If you were to approach Cedar Point's beachfront in 1990, you'd likely notice something very different about the wide midway that once housed Avalanche Run. It appears that the wild bobsled family coaster has disappeared just five years after its introduction, replaced by a large industrial warehouse. Make no mistake: this big, boxy, tan showbuilding does house a roller coaster, though unless you're really paying attention, you'd probably not notice that it's merely Avalanche Run in disguise.

Entering the warehouse, you'd find yourself in a most unusual room, lit entirely by blacklight. The trippy room is filled with glowing travel posters, advertising exotic destinations around the world like Paris and Rome. The vibe? Unclear. Even in the ride's earliest days when a vaguely-Star-Wars-ian Droid stood at the head of the room quipping about interstellar travel.

From this unusual room, guests would pass windows looking into a stocked warehouse of wooden crates and into a steel tunnel painted black with phosphorescent, glowing handprints all around. With a pair of ChromaDepth glasses, the blue handprints would appear to recede away with the red handprints appearing to float in the foreground. The trippy, classic dark ride effect might've been dated by the ride's 1990 debut, but it had a certain retro-cool.

And the blacklight motif continutes into the main queue room: the Repair Bay.

Image: Cedar Fair

Another blacklight room, this Repair Bay centered around an oscillating tube of light, its undulating sound signaling its powering up over and over, with generators and science center style plasma globes meant to invoke a futuristic feel.

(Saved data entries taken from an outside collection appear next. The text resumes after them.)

PR #3182, opened 2026-01-06
Add opacity implementation, basic widget, and example

Ericky14:
Features:
- New Opacity widget - Wraps any content and applies transparency
- Nested opacity support - Opacity values multiply when nested (e.g., 50% × 50% = 25%)
- GPU-accelerated - Implemented in both wgpu and tiny-skia renderers
- Affects everything - Backgrounds, borders, images, SVGs, and text all respect opacity

Example added demonstrating how simple it is to integrate and how to do fade-in/out animations.

Related issue: https://github.com/iced-rs/iced/issues/912

Issue #912, opened 2021-06-14
Is there are any way to programmatically change the opacity of a widgets?


AzimMuradov:
I need a way to programmatically change the opacity of an image.

13r0ck:
Depends on what exactly you are asking for. If you want to just take w hole widget and make it have an opacity then no.
But if you are just looking for a button with a transparent background they yes absolutely, see the [styling example](https://github.com/hecrj/iced/tree/master/examples/styling).

AzimMuradov:
Sadly, the first one.

AzimMuradov:
Is there are any chance to this be implemented in the future releases?

13r0ck:
Oh I'm sure that it will be implemented eventually, but I don't believe that it is even on the roadmap, so I wouldn't expect it anytime soon. 

Why do you want this? I am sure there is some way to get a similar effect with what is already a part of iced?

AzimMuradov:
I want to have a welcome screen in my application with my logo on it.  I want the logo to appear gradually (gradually increasing the opacity).  But I also need that when I click on the screen, the logo appears immediately, without waiting.

13r0ck:
Oh that is going to be tough. Iced doesn't support animations yet, so you would have to manually track and update the opacity too.

Iced has very basic support to stacking widgets, so you would have to place a `Container` ontop of the image widget (See the `Toolltip` or `Picklist` widgets to stack a containers). Then you would have to subscribe to `time::every` to update the `Container` `style`. Performance wouldn't be that great either. Then on click you would set the opacity to the last setting and remove the subscription.

Image dragging would require using the canvas widget. If it is possible at all. I haven't seen anyone build something with an image inside of a canvas though...

AzimMuradov:
Yeah, I already did all code related to subscription, the only thing left is opacity attribute, that I can't find(

13r0ck:
Ya there is no opacity attribute. You will have to overlay a `Container` above the image that has the same background color as the background behind the logo.
`Container` background colors support alpha values so you can set the background of that to have an opacity, thus giving you the desired effect.

AzimMuradov:
I see, that would probably work for me. Thanks for help!

Although, I still hope that this issue will be added to the milestones.

13r0ck:
Yep. I'm sure it will be once Hecrj sees this issue. He is good at that. He is probably just busy now :smiley:

wgxh-cc:
[...]

PR #3400, opened 2026-07-23
Add opacity implementation, basic widget, and example

Ericky14:
Re-opening this PR with correct source branch: https://github.com/iced-rs/iced/pull/3182
And fully rebased on latest master.

Features:

New Opacity widget - Wraps any content and applies transparency
Nested opacity support - Opacity values multiply when nested (e.g., 50% × 50% = 25%)
GPU-accelerated - Implemented in both wgpu and tiny-skia renderers
Affects everything - Backgrounds, borders, images, SVGs, and text all respect opacity
Example added demonstrating how simple it is to integrate and how to do fade-in/out animations.

Related issue: https://github.com/iced-rs/iced/issues/912

image

### DIFF
--- a/Cargo.lock
+++ b/Cargo.lock
@@ -3883,6 +3883,13 @@ source = "registry+https://github.com/rust-lang/crates.io-index"
 checksum = "d6790f58c7ff633d8771f42965289203411a5e5c68388703c06e14f24770b41e"
 
 [[package]]
+name = "opacity"
+version = "0.1.0"
+dependencies = [
+ "iced",
+]
+
+[[package]]
 name = "open"
 version = "5.3.6"
 source = "registry+https://github.com/rust-lang/crates.io-index"
--- a/core/src/renderer.rs
+++ b/core/src/renderer.rs
@@ -50,6 +50,30 @@ pub trait Renderer {
         self.with_transformation(Transformation::translate(translation.x, translation.y), f);
     }
 
+    /// Starts recording a new opacity group.
+    ///
+    /// All primitives drawn until [`end_opacity`](Self::end_opacity) is called
+    /// will be rendered to an offscreen texture and then composited with the
+    /// given opacity value.
+    ///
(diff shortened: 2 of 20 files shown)


EmmanuelDodoo:
Great work!

One thing to note, the image path in the example won't work on Windows. "/" is not the path separator so ` env!("CARGO_MANIFEST_DIR").replace("/examples/opacity", "")` returns the wrong path.

EmmanuelDodoo:
Also, I shouldn't the opacity be handled by the layer stack like how transformations are?

Ericky14:
> Also, I shouldn't the opacity be handled by the layer stack like how transformations are?

Hmm I did an implementation with layer stack, I liked the other impl because of how simple it was and didn't need to render to an offscreen texture, easy win for perf.
But this shouldn't be so bad either, tried to keep each opacity group bounded to a smaller rect instead of whole window, seems to be working well.

EmmanuelDodoo:
Yep. Overlapping opacity looks to be better. Were you able to benchmark this?

Also it might be worth creating a post on this in the discussions channel of the iced discord so others can give more feedback

Ericky14:
> Yep. Overlapping opacity looks to be better. Were you able to benchmark this?
> 
> Also it might be worth creating a post on this in the discussions channel of the iced discord so others can give more feedback

I did this morning, wasn't sure if I should commit the benchmark code or not since `benches` folder is empty.
I added another cool bonus to this PR, with the layer stack implementation I was seeing bad perf at first, but then I implemented a way to batch and group layers and apply effects to them such as opacity, I am getting great performance now.

This is on the GPU drawing a row with cards.
At opacity 1, its no additional cost since we skip the opacity pipeline: 1000 groups at 0.51ms
At opacity 0.5:
100      0.59ms
1000    5.97ms

This is on the CPU (tiny_skia).
At opacity 1, its no additional cost since we skip the opacity pipeline: 1000 groups at 3.72ms
At opacity 0.5:
100      6.92ms

Also made that discord post.

PR #3422, opened 2026-08-13
Scroll `combo_box` options on keyboard navigation

EmmanuelDodoo:
The current `combo_box` widget supports navigating its options using the arrow keys but doesn't scroll up/down when the options are out of the viewport. This PR fixes that.

Before
https://github.com/user-attachments/assets/12e24c69-7966-4fb2-b6a0-975e24034f0b

After
https://github.com/user-attachments/assets/48ee6059-8cee-45be-8142-fa33cabfaf0b

### DIFF
--- a/widget/src/combo_box.rs
+++ b/widget/src/combo_box.rs
@@ -381,7 +381,6 @@ struct Internal<T, R: text::Renderer> {
     option_matchers: Vec<String>,
     filtered_options: Vec<T>,
     version: u64,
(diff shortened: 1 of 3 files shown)


EmmanuelDodoo:
I was able to fix the scroll so it only happens on the top/bottom edges of the menu

https://github.com/user-attachments/assets/d8231ee1-8a2e-432e-b959-221ac76c5c22

PR #3436, opened 2026-08-27
Fix macOS deletion shortcuts in `Binding::from_key_press`

JokerXiL:
This restores the semantics added to text_input in #2862, which were lost when #3404 unified text editing under core::text::editor. The mapping now uses jump() for word deletion and macos_command() for line deletion, as from_key_press already does for ⌘+arrows.


hecrj (approved):
Thanks!

PR #3438, opened 2026-08-28
Bless lazy widget and throw out ouroboros

B0ney:
With `Component` recently blessed, I figured we might as well try the same thing with `Lazy`, and send ouroboros back to the shadow realm.

With this approach, the computed `Element` is exclusively stored in the widget tree state, which completely removes the complexity of dealing with self-references required for overlays. :grin:

The only disadvantage is the slight overhead of downcasting, but I think it's worth it imo.

While implementing this, I needed to make `tree.diff_children` a free function, i.e `tree::diff_children`, as the borrow checker will complain that `tree.state` is being borrowed. Luckily, `diff_children` does not need it!

I have explored storing the computed `Element` in the impl struct (similar to `Component`, `Transition`, etc) but found that the contents will not initially show unless a rebuild is triggered via a dependency change. It might be possible to achieve this, but I haven't fully verified this.


widget/src/lazy.rs
```diff
@@ -101,48 +71,34 @@ where
...
-        });
+        tree::diff_children(
+            &mut tree.children,
+            std::slice::from_mut(&mut current.element.as_widget_mut()),
+        );
     }
 
     fn size(&self) -> Size<Length> {
-        self.with_element(|element| element.as_widget().size())
+        self.size
```
B0ney, line 88: I'm not sure if this would work as intended, should `fn size()` take `widget::Tree`?

hecrj: Since #3348, `diff` is guaranteed to be called before anything else after every `view` call.

hecrj (approved):
This is fantastic. No more hacky self-references. Thanks!

PR #3455, opened 2026-09-06
Keep extending selection when dragging outside text_editor bounds

A-Disruption:
`position_in` returns `None` once the cursor leaves the widget bounds, so the `?` short-circuits the `CursorMoved` arm and no `Action::Drag` is produced. Selection therefore stops growing the moment the pointer crosses the edge, even though the left button is still held.

`position_from` keeps reporting a position relative to the same origin regardless of whether the cursor is inside the bounds, so the drag keeps extending the selection, matching the behavior of other text editors.


hecrj (approved):
Thanks!

PR #3456, opened 2026-09-06
enable image clipboard and image::allocate on image-without-codecs

B0ney:
Allows you to use the image clipboard and `image::allocate` without needing the extra codecs that come with the image crate.


hecrj (approved):
Ah, I see. `arboard/image` only enables the `png` feature for the `image` crate.

Good catch! Thanks.

PR #3457, opened 2026-09-06
remove max bind groups limitation

B0ney:
I've encountered a validation error in my custom shader that was caused by having more than 2 bind groups (mine has 3). This pr removes the hard-coded limit.

We could do the same thing to `max_non_sampler_bindings` but I'll leave it as is.


hecrj (approved):
It seems like 4 is the default; let's roll with it.

PR #3460, opened 2026-09-07
Fix dropped events when an overlay disappears during update

cuishuang:
## Summary

Fixes an event loss bug in `UserInterface::update` when an overlay disappears
after invalidating the layout during event processing.

## Problem

When an overlay invalidates the layout and the rebuilt overlay is `None`, `UserInterface::update` breaks out of the overlay event loop.

This leaves `overlay_statuses` shorter than the original event batch. The later `events.iter().zip(overlay_statuses)` then stops at the shorter iterator, so events after the event that closed the overlay are never dispatched to the base widget.

This can happen when multiple events are passed to `UserInterface::update`, including the event sequences generated by `iced_test::Simulator`.

The cached `self.overlay` could also remain populated after the actual overlay had disappeared.

### DIFF
--- a/runtime/src/user_interface.rs
+++ b/runtime/src/user_interface.rs
@@ -263,6 +263,7 @@ where
                         .map(overlay::Nested::new);
 
                     if maybe_overlay.is_none() {
+                        event_statuses.resize(events.len(), event::Status::Ignored);
                         break;
                     }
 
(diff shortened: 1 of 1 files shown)


hecrj (approved):
Thanks!

I simplified the test a bit.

Indeed, this large queue room had some odd features, like blacklight "security cameras" and an unusual (and unintentionally humorous) sign that would like up with the word "REJECT" randomly as guests passed underneath, as if they'd been scanned. Garage doors along the room's edge were mostly closed except Dock 1, wherein one of the ride's sleds was being "repaired" by pneumatic articulating arms seeming to solder the train through flashing lights.

Image: Cedar Fair

Most familiar to fans of Walt Disney World's Star Tours, this queue room also featured overhead wire baskets carrying luggage along a slowly-moving track.

Rounding the corner, guests would pass by the apparant logo of this interstellar travel agency: Dispatch Master Transport. Get it? In any case, it was just a quick climb up a set of stairs and to the ride's blacklight loading dock Launch Area, where a glowing team member would usher you onto a rocket waiting just for you.

Image: Cedar Fair

Your vessel to the stars is a repurposed bobsled from the former Avalanche Run, identical to the one you watched in the Repair Bay. Maybe this is the rocket from the Repair Bay. It's seen better days. But maybe that's the point.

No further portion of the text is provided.